Laurence Ferreira Barbosa magnifie son héroïne tout en accompagnant son parcours en banlieue parisienne et au Portugal, chemin escarpé où la jeune fille s’invente.

D’abord, on chante. On mange et on boit. Bientôt on part en voyage, au soleil. Plus tard, on tombera amoureux/se. On se disputera, se cachera, s’enfuira. Les rêves dont parle le titre, ce sont les énergies pour avancer, les ressources pour s’inventer.

Elle s’appelle Pamela. Elle va avoir 18 ans, elle habite avec ses parents en banlieue parisienne. Elle vient de rater le bac. Ses cheveux sont chatains, puis blonds, son corps et son visage bien en chair. Les étés, elle les passe à la campagne, au Portugal, là d’où viennent ses parents. Elle fait du patin à glace. Elle est…
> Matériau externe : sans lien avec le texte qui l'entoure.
PR #577, opened 2023-05-30
minor astropy units + mass calc fixes

jamesmlane:
- Passing `rmin` as astropy quantity to `sphericaldf.sample()` always fails the comparison with `self._rmin_sampling`, so parse to internal units first.
- Uncomment the try-except sequence in `_make_cmf_interpolator()` to allow galpy potentials that don't have vectorized mass calculations to work properly.
- Add `use_physical=False` to the mass normalization for `self._rmin_sampling > 0` so it works properly when denspot has ro,vo set.

### DIFF
--- a/galpy/df/sphericaldf.py
+++ b/galpy/df/sphericaldf.py
@@ -477,16 +477,11 @@ class sphericaldf(df):
         ximax = _RToxi(self._rmax, a=self._scale)
         xis = numpy.arange(ximin, ximax, 1e-4)
         rs = _xiToR(xis, a=self._scale)
-        # try/except necessary when mass doesn't take arrays, also need to
-        # switch to a more general mass method at some point...
-        try:
-            ms = mass(self._denspot, rs, use_physical=False)
-        except (ValueError, TypeError):
-            ms = numpy.array([mass(self._denspot, r, use_physical=False) for r in rs])
+        ms = mass(self._denspot, rs, use_physical=False)
         mnorm = mass(self._denspot, self._rmax, use_physical=False)
         if self._rmin_sampling > 0:
             ms -= mass(self._denspot, self._rmin_sampling, use_physical=False)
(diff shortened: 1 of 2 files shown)


jobovy:
Thanks! Looks like there's a typo in the code that needs to be fixed. Otherwise, two more comments:
* The `self._rmin_sampling = conversion.parse_length(rmin, ro=self._ro)` line should now just be `self._rmin_sampling = rmin`
* We'l probably need a test involving a potential that doesn't allow vectorized mass calculations. I think that code was commented out, because there was no potential that doesn't allow vectorized mass calculations that we were using, but it sounds like you must have hit upon one? So perhaps just a quick sampling test with that potential to verify that new code.

jamesmlane:
Let me double check but I'm positive I uncommented the try-catch statement to fix something (one of the power law potentials I think) that was failing because it was passing into the numerical integration in `Potential.mass()`

jamesmlane:
Okay I confirmed that vectorized mass calculations fails for `PowerSphericalPotential`. Maybe the right approach here is to just address this in `Potential.mass()`. Adding list comprehension there should solve this issue while also preventing the issue arising for casual users of `PowerSphericalPotential` when calculating masses?

```
from galpy import potential
import numpy

pot = potential.PowerSphericalPotential()
rs = numpy.linspace(1,10,num=10)
mass = pot.mass(rs) # Fails -> TypeError during Gauss thm. integration
```

jobovy:
I think we should just use the ``try/except`` clause in ``sample`` and add a quick sampling test using the `PowerSphericalPotential` potential. There is currently no guarantee that potential functions like `mass` (or `evalautePotential`, `evaluateRforces`, etc.) work with arrays and properly making this work is a bit of work (really should then be for all potential functions, maybe properly deal with multi-dimensional arrays [so difficult w/ list comprehesions]). So I think the best way forward is to just use the ``try/except`` clause and just make sure there's a test that hits it.

PR #629, opened 2024-01-29
Fix a bug in streamspraydf to remove the streaks.

jl3937:
Fix a bug in streamspraydf to remove the streaks.

Before this fix: 
download (1)
After the fix:
download

### DIFF
--- a/.github/workflows/build_pyodide_wheels.yml
+++ b/.github/workflows/build_pyodide_wheels.yml
@@ -39,7 +39,7 @@ jobs:
       - uses: actions/setup-python@v5
         with:
           python-version: 3.10.2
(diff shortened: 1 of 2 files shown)


jobovy:
Thanks!  Could you write this without the `for` loop?

jobovy:
Thanks again for finding this issue! I implemented a much simpler fix that appears to do the same, but if you have time to check this, that would be great.

jl3937:
> Thanks again for finding this issue! I implemented a much simpler fix that appears to do the same, but if you have time to check this, that would be great.

Oh this works perfectly! Thanks for the clean fix!

PR #440, opened 2020-08-06
Gh 434/display notification

DmitryBespalov:
- Prepared the app to receive the notifications. - this is work in progress, but I would like to merge it first
- Updated pods.


Multisig/UI/App/AppDelegate.swift
```diff
@@ -40,4 +42,8 @@ class AppDelegate: UIResponder, UIApplicationDelegate {
         // If any sessions were discarded while the application was not running, this will be called shortly after application:didFinishLaunchingWithOptions.
         // Use this method to release any resources that were specific to the discarded scenes, as they will not return.
     }
+
+    func application(_ application: UIApplication, didFailToRegisterForRemoteNotificationsWithError error: Error) {
```
MouazAlzahabi, line 46: I would prefer to move this func to AppDelegate+Messaging.swift so we have everything related to notifications there

Multisig/UI/App/RemoteNotificationHandler.swift
```diff
@@ -0,0 +1,164 @@
...
+extension UNAuthorizationStatus: CustomStringConvertible {
+
+    public var description: String {
+        switch self {
+        case .authorized: return "Authorized (granted)"
+        case .denied: return "Denied"
+        case .notDetermined: return "Not Determined"
+        case .provisional: return "Provisional (granted)"
+        @unknown default:
+            return "Unknown: \(rawValue)"
```
MouazAlzahabi: Why the default value is on two lines ?

DmitryBespalov: no specific reason

Multisig/UI/App/AppDelegate.swift
DmitryBespalov: This is not possible to move completely, because it is implementation of the UIApplicationDelegate protocol, it has to be here

MouazAlzahabi: true, my mistake

MouazAlzahabi (approved):

PR #447, opened 2020-08-07
Gh 433/notification service and triggering the register and unregister of notifications

MouazAlzahabi:


Multisig/Data/Services/Notification Service/RegisterNotificationTokenRequest.swift
```diff
@@ -0,0 +1,50 @@
...
+        let version: String
+        let deviceType: String = "IOS"
+        let buildNumber: String
+    }
+}
+
+extension SafeTransactionService {
+
+    @discardableResult
+    func register(deviceID: UUID? = nil, safes: [Address], token: String, bundle: String, version: String, buildNumber: String) throws -> RegisterNotificationTokenRequest.Response {
```
DmitryBespalov, line 47: can you please add the default values for the bundle, version, and buildNumber to be taken from the App configuration?

Multisig/Data/Services/Notification Service/UnregisterNotificationTokenRequest.swift
```diff
@@ -0,0 +1,34 @@
...
+//  Multisig
+//
+//  Created by Moaaz on 8/5/20.
+//  Copyright © 2020 Gnosis Ltd. All rights reserved.
+//
+
+import Foundation
+
+struct UnregisterNotificationTokenRequest: JSONRequest {
+    let deviceID: UUID
```
DmitryBespalov, line 12: this rather should be string, or we need to test that the UUID formatting is the same as the backend expects it

DmitryBespalov: ah, no, let's see, no change needed

Multisig/Data/Services/Notification Service/UnregisterNotificationTokenRequest.swift
```diff
@@ -0,0 +1,34 @@
...
+    var urlPath: String { return "/api/v1/notifications/devices/\(deviceID)/safes/\(address)/" }
+
+    typealias ResponseType = Response
+
+    init(deviceID: UUID, address: Address) {
+        self.address = address.checksummed
+        self.deviceID = deviceID
+    }
+
+    struct Response: Decodable {
```
DmitryBespalov: this can be renamed to "EmptyResponse", and in the body added comment "// empty"

Multisig/Data/Services/Notification Service/RegisterNotificationTokenRequest.swift
DmitryBespalov: ok, no changes needed, saw your other file

MouazAlzahabi: Is it right to do so in "Request" object?, I mean I that this should be done in upper level

Multisig/Data/Services/Notification Service/RegisterNotificationTokenRequest.swift
```diff
@@ -0,0 +1,50 @@
...
+        self.buildNumber = buildNumber
+    }
+
+    struct Response: Decodable {
+        let uuid: UUID
+        let safes: [String]
+        let cloudMessagingToken: String
+        let bundle: String
+        let version: String
+        let deviceType: String = "IOS"
```
DmitryBespalov: the response should not have the default value

DmitryBespalov (approved):

Multisig/UI/App/RemoteNotificationHandler.swift
```diff
@@ -165,6 +178,11 @@ class RemoteNotificationHandler {
         DispatchQueue.main.async {
             log("Saving authorization status")
             self.authorizationStatus = status
+
+            // At the time when permission granted the token will be already set so we need to register all stored safes
+            if self.authorizationStatus != nil {
```
DmitryBespalov: I  think this is not needed here, because the registerAll will be called upon token refresh anyway

MouazAlzahabi: The thing is I tried it, when permission granted the token won't be refreshed,

DmitryBespalov: having this in  the "setStatus" is the wrong place  to have it. It is better  to move it up above the line 172 -  when the authorization granted, then trigger registering  all.

Anyway, let's merge and I'll test and fix it

DmitryBespalov (approved):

Elle est qui? Elle est quoi? On ne sait pas, elle non plus. Voilà le film.

 

Et c’est la plus belle, la plus émouvante des aventures. Une exploration menée pas à pas, aux côtés d’une jeune fille qui devient elle-même.

Attachante, pas spécialement séduisante d’abord, agaçante parfois, courageuse et puis renfermée, maladroite, elle se fraie un chemin, entre famille aimante/envahissante, garçon à qui elle plait mais elle n’est pas sure, meilleure-copine avec qui se fâcher-se réconcilier.

Beauté généreuse

C’est l’histoire d’une personne, donc. Et cette personne est d’autant plus merveilleuse que d’emblée rien ne la distinguait spécialement des autres, les autres filles du lycée, les habitantes de la cité, les membres de l’association où se retrouvent les Portugais et leurs enfants dans ce coin de métropole française lui-même sans signe très particulier.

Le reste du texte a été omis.